Reproduce the data in full, exactly as it appears.

[Stored data]
*-*-*

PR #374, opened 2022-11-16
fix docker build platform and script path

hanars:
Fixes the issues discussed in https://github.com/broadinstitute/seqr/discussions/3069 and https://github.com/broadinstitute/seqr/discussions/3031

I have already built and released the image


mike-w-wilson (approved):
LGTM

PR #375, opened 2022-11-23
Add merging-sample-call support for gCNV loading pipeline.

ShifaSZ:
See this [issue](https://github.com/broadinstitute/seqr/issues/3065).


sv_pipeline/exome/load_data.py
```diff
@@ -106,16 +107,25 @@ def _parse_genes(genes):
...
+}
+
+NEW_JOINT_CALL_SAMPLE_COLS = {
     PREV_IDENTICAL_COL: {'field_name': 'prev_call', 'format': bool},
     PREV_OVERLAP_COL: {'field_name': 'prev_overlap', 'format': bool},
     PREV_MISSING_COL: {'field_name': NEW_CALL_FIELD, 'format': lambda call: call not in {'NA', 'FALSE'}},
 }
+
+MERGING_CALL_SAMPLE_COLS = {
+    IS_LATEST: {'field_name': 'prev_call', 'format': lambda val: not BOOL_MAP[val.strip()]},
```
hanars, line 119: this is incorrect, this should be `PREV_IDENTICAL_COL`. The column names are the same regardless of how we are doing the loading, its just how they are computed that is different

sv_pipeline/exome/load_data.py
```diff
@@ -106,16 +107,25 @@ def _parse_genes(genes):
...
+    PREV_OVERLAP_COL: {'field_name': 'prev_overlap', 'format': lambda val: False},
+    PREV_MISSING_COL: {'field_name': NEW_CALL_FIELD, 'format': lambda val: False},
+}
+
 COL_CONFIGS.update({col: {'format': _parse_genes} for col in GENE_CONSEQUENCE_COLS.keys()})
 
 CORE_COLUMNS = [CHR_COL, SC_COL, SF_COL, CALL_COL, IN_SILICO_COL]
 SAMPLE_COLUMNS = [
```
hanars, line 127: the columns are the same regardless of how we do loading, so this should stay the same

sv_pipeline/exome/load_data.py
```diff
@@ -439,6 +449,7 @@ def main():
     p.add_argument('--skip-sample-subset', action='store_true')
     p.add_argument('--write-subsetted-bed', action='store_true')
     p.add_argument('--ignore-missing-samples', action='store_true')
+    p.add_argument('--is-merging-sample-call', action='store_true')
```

*-*-*

_REPLY_
PR #374, opened 2022-11-16
fix docker build platform and script path

hanars:
Fixes the issues discussed in https://github.com/broadinstitute/seqr/discussions/3069 and https://github.com/broadinstitute/seqr/discussions/3031

I have already built and released the image


mike-w-wilson (approved):
LGTM

PR #375, opened 2022-11-23
Add merging-sample-call support for gCNV loading pipeline.

ShifaSZ:
See this [issue](https://github.com/broadinstitute/seqr/issues/3065).


sv_pipeline/exome/load_data.py
```diff
@@ -106,16 +107,25 @@ def _parse_genes(genes):
...
+}
+
+NEW_JOINT_CALL_SAMPLE_COLS = {
     PREV_IDENTICAL_COL: {'field_name': 'prev_call', 'format': bool},
     PREV_OVERLAP_COL: {'field_name': 'prev_overlap', 'format': bool},
     PREV_MISSING_COL: {'field_name': NEW_CALL_FIELD, 'format': lambda call: call not in {'NA', 'FALSE'}},
 }
+
+MERGING_CALL_SAMPLE_COLS = {
+    IS_LATEST: {'field_name': 'prev_call', 'format': lambda val: not BOOL_MAP[val.strip()]},
```
hanars, line 119: this is incorrect, this should be `PREV_IDENTICAL_COL`. The column names are the same regardless of how we are doing the loading, its just how they are computed that is different

sv_pipeline/exome/load_data.py
```diff
@@ -106,16 +107,25 @@ def _parse_genes(genes):
...
+    PREV_OVERLAP_COL: {'field_name': 'prev_overlap', 'format': lambda val: False},
+    PREV_MISSING_COL: {'field_name': NEW_CALL_FIELD, 'format': lambda val: False},
+}
+
 COL_CONFIGS.update({col: {'format': _parse_genes} for col in GENE_CONSEQUENCE_COLS.keys()})
 
 CORE_COLUMNS = [CHR_COL, SC_COL, SF_COL, CALL_COL, IN_SILICO_COL]
 SAMPLE_COLUMNS = [
```
hanars, line 127: the columns are the same regardless of how we do loading, so this should stay the same

sv_pipeline/exome/load_data.py
```diff
@@ -439,6 +449,7 @@ def main():
     p.add_argument('--skip-sample-subset', action='store_true')
     p.add_argument('--write-subsetted-bed', action='store_true')
     p.add_argument('--ignore-missing-samples', action='store_true')
+    p.add_argument('--is-merging-sample-call', action='store_true')
```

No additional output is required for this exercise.